THE DATA:

══════════════════════════════

PR #445, opened 2020-01-02
[FAB-17279] Discovery supports collection level endorsement policies

yacovm:
This change set adapts discovery to take into account collection level
endorsement policies.

Since discovery supports multiple endorsement policies in a single invocation
chain already (to support chaincode to chaincode writes), I changed the
method that retrieves a single endorsement policy by chaincode namespace
to retrieve a slice of several endorsement policies as well as extended the
parameter to take into account the collections of the said chaincode.

However, this change set has no effect on production since the discovery backend
needs to change in order to actually fetch the collection specific endorsement policies
if collections are specified.

Change-Id: Id93911c9560a9db8f896a06f71c2ac07e801784a

### DIFF
--- a/discovery/client/client_test.go
+++ b/discovery/client/client_test.go
@@ -326,7 +326,7 @@ func createDiscoveryService(sup *mockSupport) discovery.DiscoveryServer {
 		Id:      []byte{1, 2, 3},
 	})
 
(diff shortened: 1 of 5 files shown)


yacovm:
Wait, don't merge just yet :)

C0rWin (approved):

PR #447, opened 2020-01-02
[FAB-17297] Add curl fallback logic

lindluni:
Add curl as a fallback method in the even wget is not available

### DIFF
--- a/scripts/bootstrap.sh
+++ b/scripts/bootstrap.sh
@@ -67,10 +67,18 @@ download() {
     local BINARY_FILE=$1
     local URL=$2
     echo "===> Downloading: " "${URL}"
-    wget "${URL}" || rc=$?
-    tar xvzf "${BINARY_FILE}" || rc=$?
-    rm "${BINARY_FILE}"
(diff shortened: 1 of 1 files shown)


scripts/bootstrap.sh
```diff
@@ -67,10 +67,16 @@ download() {
...
+    if [[ $(command -v wget) ]]; then
+        wget "${URL}" || rc=$?
+        tar xvzf "${BINARY_FILE}" || rc=$?
+        rm "${BINARY_FILE}"
+    else
+        echo "wget not available, falling back to curl"
+        curl -s -L "${URL}" | tar xz || rc=$?
+    fi
+
+    if [[ -n "$rc" ]]; then
```
denyeart, line 81: Since this is getting complicated again... we would benefit from a script comment explaining why wget is preferred over curl.

mastersingh24:
I really don't see why we need to do this.   Frankly, we need to move away from this whole download script stuff at some point.  But why can't we just prereq wget?

PR #449, opened 2020-01-03
Fabcar uses first-network instead basic-network

chaitanya5:
#### Type of change - 

- Documentation update

#### Description

In the fabric docs,in section Writing your first application- We learn about fabcar which uses first-network but it's mentioned in ccp path that it uses basic-network configuration.json. Intsead it uses first-network.json.

#### Related issues

<!--
Checklist (DELETE AFTER READING):

### DIFF
--- a/docs/source/write_first_app.rst
+++ b/docs/source/write_first_app.rst
@@ -271,11 +271,11 @@ The application connects to the network using a gateway:
 This code creates a new gateway and then uses it to connect the application to
 the network. ``ccp`` describes the network that the gateway will access with the
 identity ``user1`` from ``wallet``. See how the ``ccp`` has been loaded from
-``../../basic-network/connection.json`` and parsed as a JSON file:
+``../../first-network/connection.json`` and parsed as a JSON file:
 
 .. code:: bash
 
-  const ccpPath = path.resolve(__dirname, '..', '..', 'basic-network', 'connection.json');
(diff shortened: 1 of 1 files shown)


chaitanya5 (commented):
Files changed

nikhil550 (approved):

guoger (changes requested):
i don't think this example is using first network (it is mentioned to instruct users to terminate first network, if that's been launched before)

chaitanya5:
> i don't think this example is using first network (it is mentioned to instruct users to terminate first network, if that's been launched before)

Don't wanna sound harsh but fabcar actually uses first-network and not basic-network, if it had used basic-network, then the ccp path that is used in the client fabric-sdk files would point the ccp path to basic-network's connection.js file instead it points to first-network's connection.json file.
I'm providing the links below of invoke.js and query.js files of fabcar which use fabric-sdk module to talk to the chain code, where the ccp path is clearly mentioned pointing to first-network's connection.json file.

https://github.com/hyperledger/fabric-samples/blob/master/fabcar/javascript/invoke.js
https://github.com/hyperledger/fabric-samples/blob/master/fabcar/javascript/query.js

guoger (approved):

guoger:
@chaitanya5 my mistake, fabcar does rely on byfn now

PR #455, opened 2020-01-06
Remove gerrit specific .gitreview

caod123:
#### Type of change
Improvement (improvement to code, performance, etc)

#### Description

This file is no longer needed now that we're off gerrit


ryjones (commented):
LGTM

sykesm (approved):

══════════════════════════════

EXERCISE DETAILS: Set down the lines of the listing word for word, from its first line through the line containing "Since discovery supports". Both of those lines belong in the answer, and no others do.

EXERCISE SOLUTION:
PR #445, opened 2020-01-02
[FAB-17279] Discovery supports collection level endorsement policies

yacovm:
This change set adapts discovery to take into account collection level
endorsement policies.

Since discovery supports multiple endorsement policies in a single invocation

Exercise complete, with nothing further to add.